I wonder, “If someone actually does encounter Mr. Bear as they’re out hiking around, what should they do?”

“Well, just be calm,” Enright says, “Don’t yell and scream at him. Just stop and let him go on his way. He’ll, if he hasn’t seen them, probably just keep doing whatever he is doing and move off into the woods.” 

So you probably won’t see Mr. Bear no matter how hard you look. But I learned he’s really just the furry tip of a very large wildlife iceberg around here. Five Rivers is full of coyotes, beaver, foxes, all kinds of owls, wild turkeys, at least three nesting pairs of eagles, and so many deer they have to be controlled by bow hunting - or else they’d destroy the forest for all the other animals. There are even some big cats. 

“We had our first bobcat here in the Twin Valley in 2003 and it’s a fun story how we realized it was here,” Enright says, “One of my co-workers was working late one evening and heard what she thought was a woman yelling at the top of her lungs, out in the park. So she same in and explained this to me, and I said this is February, that is not a woman yelling, that’s a bobcat mating call. So we started doing investigations, and since then the neighbors have reported seeing them, and we’ve also captured them on remote cameras.”

“Have cougars, mountain lions come back into Ohio?” I ask him.

“Ah, the jury is still out on that.

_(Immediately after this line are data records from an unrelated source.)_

PR #3566, opened 2023-12-04
feat(pallet-gear-rpc): Introduce gas spent for vouchers

ukint-vs:
Resolves # .

new rpc call:
- `unstable_gear_voucher_calculateGas`

- bump api version to 3
- pass `gas_sponsor` to `calculate_gas_info`

rpc example:
```bash
curl --location '127.0.0.1:9944' \
--header 'Content-Type: application/json' \
--data '{
    "id": 1,
    "jsonrpc": "2.0",
    "method": "unstable_gear_voucher_calculateGas",
    "params": [
        "0x76ff436ab12395ba8380969990ad3b199cd45b5bcffaeb0a04983743f66acb15",
        {
            "Send": "0x61630d9020ba5e376a4a1f156b7b780759d6b43aa36be510af00ae93f3a4f850"
        },
        "0x50494E47",
        0,
        true
    ]
}'
```

@reviewer-or-team


pallets/gear/rpc/src/lib.rs
```diff
@@ -214,13 +237,26 @@ where
...
+                    Some(self.allowance_multiplier),
+                )
             } else {
                 api.calculate_gas_info(
                     at_hash,
                     source,
                     kind,
                     payload,
                     value,
+                    is_prepaid,
```
breathx, line 259: it's wrong approach. try to pass calls maybe. It was discussed before

breathx (changes requested):

pallets/gear/rpc/src/lib.rs
ukint-vs: added VoucherCall enum to pass msg_id or source id

breathx:
Reduntant api after #3653

PR #3567, opened 2023-12-04
refactor(pallets): Introduce `Origin::cast` fn

breathx:


SabaunT (approved):

breathx:
@shamilsan

common/src/lib.rs
```diff
@@ -84,6 +84,9 @@ pub type Gas = u64;
 pub trait Origin: Sized {
     fn into_origin(self) -> H256;
     fn from_origin(val: H256) -> Self;
+    fn cast<T: Origin>(self) -> T {
```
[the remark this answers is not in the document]
breathx: exactly
there is no possibility to impl exactly `Into` and if we name this fn `Origin::into` it will cause logical and compiler misunderstandings

ark0f, line 87: Isn't it just `into()`?

shamilsan: https://github.com/gear-tech/gear/pull/3567#discussion_r1422611930

Issue #3304, opened 2023-09-19
Introduce backtrace for node logs


clearloop:
what about node logs?

_Originally posted by @breathx in https://github.com/gear-tech/gear/pull/3170#discussion_r1328695890_

PR #3573, opened 2023-12-07
feat(gcli): support customized CLI derived from gcli

### LINKED ISSUE #3343: Construct API on demand in gcli
### Problem to Solve

https://github.com/gear-tech/gear/actions/runs/6267044926/job/17038072645?pr=3326

gcli tries to connect API even if it is not required in command `gcli program meta`

https://github.com/gear-tech/gear/blob/master/gcli/src/cmd/program.rs#L81

since it connects to the official RPC when no endpoint is specified, this command will be failed when the default RPC is down

### Possible Solution

wrap the API constructor and construct it on-demand

### Notes

ref #3326

### LINKED ISSUE #3572: Introduce shared interfaces for deriving CLI from gcli
### Problem to Solve

we currently have well designed modular gcli commands, in case users want to build customized cli for their programs, we provide a trait for it

### Possible Solution

```rust
//! on gcli side
pub trait  App: clap::Parser {
   fn exec(&self, api: gsdk::Api) -> Result<()> {
       // ...
   }

   // ...
}
```

```rust
//! in user's binary file

#[derive(Parser)]
enum MySubCommand {
    login: gcil::Login,
    cmd: MyCustomizedCommand,
}

#[derive(Debug, Parser)]
struct MyApp {
    #[clap(subcommand)]
    command: MyCommand,
}

impl gcli::App for MyApp {
    fn exec(&self, api: gsdk::Api) -> Result<()> {
        // ...
    }
}

```

### Notes

_No response_

clearloop:
Resolves #3572 
Resolves #3343

- [x] introduce trait `App` for deriving CLI for programs
- [x] refactor binary gcli with new `App` trait
- [x] example of using the App trait
- [x] construct API on demand

@gear-tech/dev


breathx (approved):
Offtop, but is it already possible to dump stdout from Node process? Seems like a good issue to solve

NikVolf (approved):
marvelous!

clearloop:
> Offtop, but is it already possible to dump stdout from Node process? Seems like a good issue to solve

will do it soon here https://github.com/gear-tech/gear/issues/3304

PR #3581, opened 2023-12-11
refactor(crates-io): use `toml_edit` instead of `cargo_toml`

### LINKED ISSUE #3575: Fix the documentation of gstd on crates.io
### Problem to Solve

docs.rs failed to build the docs of `gstd` build logs: https://docs.rs/crate/gstd/1.0.2/builds/1051841, bcz the `document-features` feature https://github.com/gear-tech/gear/blob/master/gstd/src/lib.rs#L32-L35

### Possible Solution

mb we need to provide

```toml
[features]
document-features = ["dep:document-features"]
```

or checkout the reason from the commands that docs.rs building our docs

### Notes

_No response_

clearloop:
Resolves #3575

after kicking out `cargo_toml`, the patching job could be just wrapped up with 

- adding local packages' versions to the workspace manifest
- rename the version of `sp-arithmetic`

which means, if we `toml_edit` the versions of our local packages on release, change the `sp-arithmetic` in our substrate fork, we don't need most of the logic in this tool on publishing our packages ( benefited from we have published a lot of our forks, `gear-wasm`, etc. during developing this tool), in case of the uncertain changes from the upstream, we can keep this tool until we have a perfect solution for version controling

@gear-tech/dev


utils/crates-io/src/version.rs
```diff
@@ -44,3 +45,20 @@ pub fn verify(name: &str, version: &str) -> Result<bool> {
...
+        .output()
+        .map_err(|e| anyhow!("failed to execute command git, {e}"))?
+        .stdout
+        .iter()
+        .filter_map(|&c| {
+            if c.is_ascii_whitespace() {
+                return None;
+            }
+            Some(c as char)
+        })
```
StackOverflowExcept1on, line 62:
```suggestion
        .filter_map(|&c| c.is_ascii_whitespace().then(c as char))
```

utils/crates-io/src/publisher.rs
```diff
@@ -62,39 +59,44 @@ impl Publisher {
...
             }
 
-            let mut manifest = workspace.manifest(&p.manifest_path)?;
-            rename::package(p, &mut manifest.manifest)?;
-            rename::deps(&mut manifest.manifest, self.index.keys().collect(), version)?;
-
             self.graph
-                .insert(self.index.get(&p.name).cloned(), manifest);
+                .insert(self.index.get(&p.name).cloned(), workspace.manifest(p)?);
         }
```
StackOverflowExcept1on, line 80:
```suggestion
        for package @ cargo_metadata::Package { name, .. } in &self.metadata.packages {
            if !index.contains(&name.as_ref()) {
                continue;
            }

            println!("Verifying {name}@{version} ...");
            if crate::verify(name, &version)? {
                println!("Package {name}@{version} already published .");
                continue;
            }

            self.graph
                .insert(self.index.get(name).cloned(), workspace.manifest(package)?);
        }
 ```

File: utils/crates-io/src/manifest.rs [hunk 3]
```diff
@@ -46,23 +48,141 @@ impl ManifestWithPath {
...
-        manifest
-            .complete_from_path_and_workspace(path.as_ref(), Some((&self.manifest, &self.path)))?;
+    /// the workspace manifest
+    pub fn manifest(&self, pkg: &Package) -> Result<Self> {
+        self.ensure_workspace()?;
+
+        // Complete documentation as from <https://docs.rs>
+        let mut manifest: Document = fs::read_to_string(&pkg.manifest_path)?.parse()?;
+        let name = pkg.name.clone();
+        manifest["package"]["documentation"] = toml_edit::value(format!("https://docs.rs/{name}"));
```
StackOverflowExcept1on, line 65: since `toml_edit` supports `serde` feature, maybe we can declare some `struct` with the contents of `Cargo.toml` and modify it instead of accesing keys?

clearloop: 3f03d09

utils/crates-io/src/publisher.rs
clearloop: 3f03d09

utils/crates-io/src/manifest.rs
StackOverflowExcept1on: iirc serde has flatten attr for that

StackOverflowExcept1on (approved):

utils/crates-io/src/manifest.rs
clearloop: https://github.com/gear-tech/gear/issues/3583

breathx (approved):
Im still confused why do we need comm hash in version. Why can't we just manually trigger it only on releases

clearloop:
> Im still confused why do we need comm hash in version. Why can't we just manually trigger it only on releases

It is for avoiding publishing the current version of our packages by accident ( I used to publish some packages by accident before ), the commit-hash-suffix version is not using in anywhere, just for testing for now

Issue #3588, opened 2023-12-14
Filter dependency features in wasm-builder 


clearloop:
### Problem

Dependency features are enabled unexpectedly in wasm-builder

location: https://github.com/gear-tech/gear/blob/master/utils/wasm-builder/src/lib.rs#L126

### Steps

Based on demo-ping

```toml
dependencies]
gstd.workspace = true
gcli = { workspace = true, optional = true }

[build-dependencies]
gear-wasm-builder.workspace = true

[features]
debug = ["gstd/debug"]
default = ["std"]
std = [ "gcli" ]
```
while compiling `demo-ping`, feature `gcli` will be enabled

### Relevant Log Output

<details><summary>Click to expand/collapse</summary>
<p>

```
<Paste your log here>
```

</p>
</details>

breathx:
you don't need gcli while compiling wasm
demo-ping goes to native when std, and for dependable lib with wasm bin while not

breathx:
I suppose issue contains no bug and is only misuse of features

clearloop:
> you don't need gcli while compiling wasm demo-ping goes to native when std, and for dependable lib with wasm bin while not

https://github.com/gear-tech/gear/issues/3587

like the feature in this issue, building specified CLI for programs, imo the expected behavior of passing features is like

```toml
[dependencies]
# this converts to a dependency feature automatically
foo = { version = "*", optional = true } 
```

expected behavior:

```
cargo build 

# nested
cargo build --target wasm32-unknown-unknown --no-default-features
```

but got

```
cargo build 

# nested
cargo build --target wasm32-unknown-unknown --no-default-features --features foo
```

shamilsan:
Could you please add more details about the issue?

If you add an optional dependency to the program, a generated Wasm-project's manifest will contain a feature:

```toml
[dependencies.orig-project]
default-features = false
package = "example"
path = "/path/to/orig-crate"

[features]
foo = ["orig-project/foo"]

[lib]
crate-type = ["cdylib"]
name = "example"

[package]
edition = "2021"
name = "example-wasm"
version = "0.1.0"

# ...
```

If you build your program with feature `foo`, it will be propagated to the generated crate:

```bash
cargo b -F foo # Will use `foo` dependency
```

If you add `foo`-feature as a default, it will be propagated by default:

```toml
[features]
default = ["foo"]
```

```bash
cargo b # Will use `foo` dependency
```

[...]

PR #3589, opened 2023-12-14
feat(gcli): embed programs in commands

### LINKED ISSUE #3587: Introduce features `embed` for gcli
### Problem to Solve

After #3573, we have introduced a interface that constructing CLI for programs, once we present a CLI based on program, we actually can get the compiled WASM of the program directly from the target folder

### Possible Solution

when `embed` feature enabled, skipping parsing program path from command line arguments but initializing related commands with the built binaries

### Notes

_No response_

### LINKED ISSUE #3592: Override WASM binary in embedded CLI
### Problem to Solve

for command `upload`, https://github.com/gear-tech/gear/pull/3589 currently just overrides the path of the built program for the compatible with the previous API, we should override the binary in the future in case of users renaming the path of the binaries.

### Possible Solution

mb adding a new field `overided_code` in command `Upload`, or wait for the implementation of **the commands for handle inputs**, and do it together in the future

### Notes

_No response_

clearloop:
Resolves #3587 
Resolves #3592 
Ref #3588

- [x] introduce tools for looking up wasm binaries
- [x] introduce features `embed`
- [x] nest binaries for related command if feature `embed` is enabled
- [x] example
- [x] tests

@gear-tech/dev


breathx (approved):

examples/messager/Cargo.toml
```diff
@@ -5,8 +5,14 @@ authors.workspace = true
 license.workspace = true
 edition.workspace = true
 
+[[bin]]
+name = "demo_messager"
```
shamilsan, line 9: Maybe `messenger`?

https://english.stackexchange.com/questions/211365/why-is-messenger-the-term-instead-of-messager

examples/messager/Cargo.toml
```diff
@@ -5,8 +5,14 @@ authors.workspace = true
...
+path = "src/bin/demo_messager.rs"
+required-features = ["gcli"]
+
 [dependencies]
 gstd.workspace = true
+gcli = { workspace = true, optional = true, features = [ "embed" ] }
```
shamilsan, line 15:
```suggestion
gcli = { workspace = true, optional = true, features = ["embed"] }
```

gcli/src/cmd/program.rs
```diff
@@ -60,6 +64,15 @@ pub enum Program {
 }
 
 impl Program {
+    /// Override metadata binary.
+    pub fn override_meta(&self, meta: Vec<u8>) -> Self {
```
shamilsan, line 68: Maybe we can reflect that we clone `self` in the function name.
```suggestion
    pub fn clone_with_meta_override(&self, meta: Vec<u8>) -> Self {
```

gcli/src/embed.rs
```diff
@@ -0,0 +1,89 @@
...
+            } else {
+                "release"
+            },
+            ancestors.next()?.to_str()?,
+        ];
+
+        let [bin, stem] = [
+            PathBuf::from(format!("{target}/wasm32-unknown-unknown/{profile}")),
+            PathBuf::from(name.replace('-', "_")),
+        ];
```
shamilsan, line 80: Why array with destructuring?
```suggestion
        let bin = PathBuf::from(format!("{target}/wasm32-unknown-unknown/{profile}"));
        let stem = PathBuf::from(name.replace('-', "_"));
```

gcli/src/embed.rs
```diff
@@ -0,0 +1,89 @@
...
+
+        let [opt, meta] = [
+            fs::read(bin.join(stem.with_extension("wasm"))).ok()?,
+            fs::read(bin.join(stem.with_extension("meta.wasm"))).unwrap_or_default(),
+        ];
+
+        Some(Self { opt, meta })
```
shamilsan, line 87: Also,
```suggestion
        Some(Self {
            opt: fs::read(bin.join(stem.with_extension("wasm"))).ok()?,
            meta: fs::read(bin.join(stem.with_extension("meta.wasm"))).unwrap_or_default(),
        })
```

shamilsan (approved):

gcli/src/cmd/program.rs
clearloop: makes sense, and this method should be used by users in common cases

examples/messager/Cargo.toml
clearloop: https://github.com/gear-tech/gear/issues/3621 will do this in another PR since this related to workspace changes

Issue #3452, opened 2023-10-26
Remove false positive clippy lint on next rust update


StackOverflowExcept1on:
### File Location(s)

`examples/constructor/src/builder.rs`
`scripts/src/clippy.sh`
rust-lang/rust-clippy#11545

### Proposal

```rust
    // TODO #3452: remove this on next rust update
    #[allow(clippy::useless_conversion)]
    pub fn add_from_iter(mut self, calls: impl Iterator<Item = Call>) -> Self { ... }
```

SabaunT:
That clippy bug is fixed in commits to rust from 21-st September, but the bug with `overflow evaluating the requirement` (see https://github.com/rust-lang/rust/issues/117211) is from commits to rust from 19th September. That's why in #3451 we have to just skip it.

PR #3602, opened 2023-12-17
feat(wasm-builder): New approach to build demos

ark0f:
This is a new approach to build Gear programs which can replace `gear-wasm-builder`.

Schematic architecture:
image

Pipeline:
image

Purpose of program build script is just write features to lock file and don't use any `cargo:rerun-if` instructions so default cargo heuristics are enabled.

Binaries crate build script list its build dependencies and corresponding reads lock files to obtain program features then it runs `cargo build -p program1 -p program2` so `cargo` builds WASM binaries effectively and concurrently. Then it writes to lock files to skip `cargo` invocation in next or in another binaries crate to avoid few seconds cache verification

Pros:
- Advanced feature tracking. 
Features are tracked automatically so we don't need to re-run build script each time like in `gear-wasm-builder` (can be mitigated by `cargo-metadata` and `Cargo.toml` tracking)
- Faster build. 
`gear-wasm-builder` builds program via new `cargo` command in the same target directory so each `cargo` process blocks other. `wasm-dep-builder` collects list of programs so only one `cargo` process runs.

Cons:
- Create and import binaries crate.
It is important to create binaries create that will list and build programs

Current problem:
image

When crate includes itself as dev dependency (any integration tests) with different feature set then cargo build and runs 2 different versions of build script - for workspace and for tests.

`gear-wasm-builder` case is that `cargo` builds and runs script just once with merged feature set.

So, how to resolve these features? Should we deliver different WASM binaries? Or just merge feature sets?
I vote for merging but we need some mechanism to obtain all of feature sets cargo resolved for each build script invocation of program before build script invocation of binaries crate if we don't want to waste time on WASM build with incomplete feature set


clearloop:
plz check this https://github.com/gear-tech/gear/issues/3588#issuecomment-1862789332 btw

pallets/gear/src/benchmarking/mod.rs
```diff
@@ -33,6 +33,7 @@
 //! So, we suppose this instruction have weight 0.
 
 #![cfg(feature = "runtime-benchmarks")]
+#![allow(clippy::assertions_on_constants)]
```
StackOverflowExcept1on, line 36: this is bug in current clippy version (see #3452), plz delete it

ark0f: > plz delete it

It's just impossible to use something else but bash scripts which is inconvenient for my workflow

StackOverflowExcept1on: https://doc.rust-lang.org/cargo/reference/workspaces.html#the-lints-table

ark0f: Not supported by our pinned toolchain. Lints were merged 9 September. Our toolchain is 5 September

https://github.com/rust-lang/cargo/pull/12648#event-10323314352

ark0f:
@clearloop 

> plz check this https://github.com/gear-tech/gear/issues/3588#issuecomment-1862789332 btw

Not applicable. This approach resolves features via `CARGO_FEATURE_*` and default cargo tracking heuristics

ark0f:
A1 label because benchmarks compile to WASM and require WASM binaries inside so mechanism to get these binaries is required to be developed

gclient/binaries/build.rs
```diff
@@ -0,0 +1,21 @@
+// This file is part of Gear.
+//
+// Copyright (C) 2023 Gear Technologies Inc.
```
gshep, line 3: I suggest removing the year number from the copyright since it is not consistent across the source code and we will not update it later

utils/wasm-dep-builder/src/utils.rs
```diff
@@ -0,0 +1,129 @@
...
+
+impl PartialOrd for UnderscoreString {
+    fn partial_cmp(&self, other: &Self) -> Option<Ordering> {
+        Some(self.cmp(other))
+    }
+}
+
+impl Ord for UnderscoreString {
+    fn cmp(&self, other: &Self) -> Ordering {
+        self.underscore().cmp(&other.underscore())
```
gshep, line 127: this triggers additional memory allocation however still doesn't affect any performance

gshep (approved):
Good job! :1st_place_medal:

gclient/binaries/build.rs
ark0f: I see most of files have year when just a few don't

examples/signal-wait/src/lib.rs
```diff
@@ -0,0 +1 @@
+
```
StackOverflowExcept1on, line 1: why `examples/signal-wait/**` is empty?

StackOverflowExcept1on (approved):

ark0f:
`cargo check` may be failed because of missing `.lock`. Investigating...

NikVolf:
Can we maybe put "dependency builder" inside gear-wasm-builder itself?

breathx:
> Can we maybe put "dependency builder" inside gear-wasm-builder itself?

It will replace gear_wasm_builder some day, so is there any reason to merge them now?

Just for notice: as it was mentioned, there are a few problems with these approach, and as far as we discussed with @ark0f they're already solved, but not pushed

ark0f:
> Can you describe the approach in the PR outline?

Done

breathx:
Temporary closing in favour of opened referencing issue as won't be implemented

I occasionally get reports of mountain lions, but they usually turn out to be yellow labs. But we still go out and investigate, because both South Dakota and northern Michigan have populations, so it’s theoretically possible they could migrate through.”

Wow, cougars! So, how did this happen? Well, it’s a combination of things - species are protected now, park systems like Five Rivers have added more green space and habitat over the years, streams are clean enough for restocking of fish that had disappeared. And the animals themselves have learned how to share space with us.

Enright says that’s okay - that the return of wildlife is something we should all feel pretty good about.  “It’s been a great success. The conservation of wildlife, specifically in North America, has been a huge success. The populations kind of tanked in the late 1800s, early 1900s, but because people recognized that without action, wildlife would disappear, a lot of people took steps to preserve it, let it increase, regulate taking of wildlife and so really now, we’re reaping the effects of things done earlier in this century, with the wildlife coming back. And the big thing is, it provides a personal connection to nature. When people see a turkey, or a deer, or a bear, that is something that stays with them. People really enjoy that wildness in MetroParks. And that’s a big reason why I think the community has been so supportive of us, because they can come see things like that.”

We didn’t find the bear that day.  Enright says it’s really like looking for a very small needle in a big 6,000-acre haystack.  But it's also possible the bear has moved on.

“Eventually we expect him to probably move back down south looking for a female bear at some point in time. So we’re happy he’s here, but we understand it’s probably not going to be permanent.”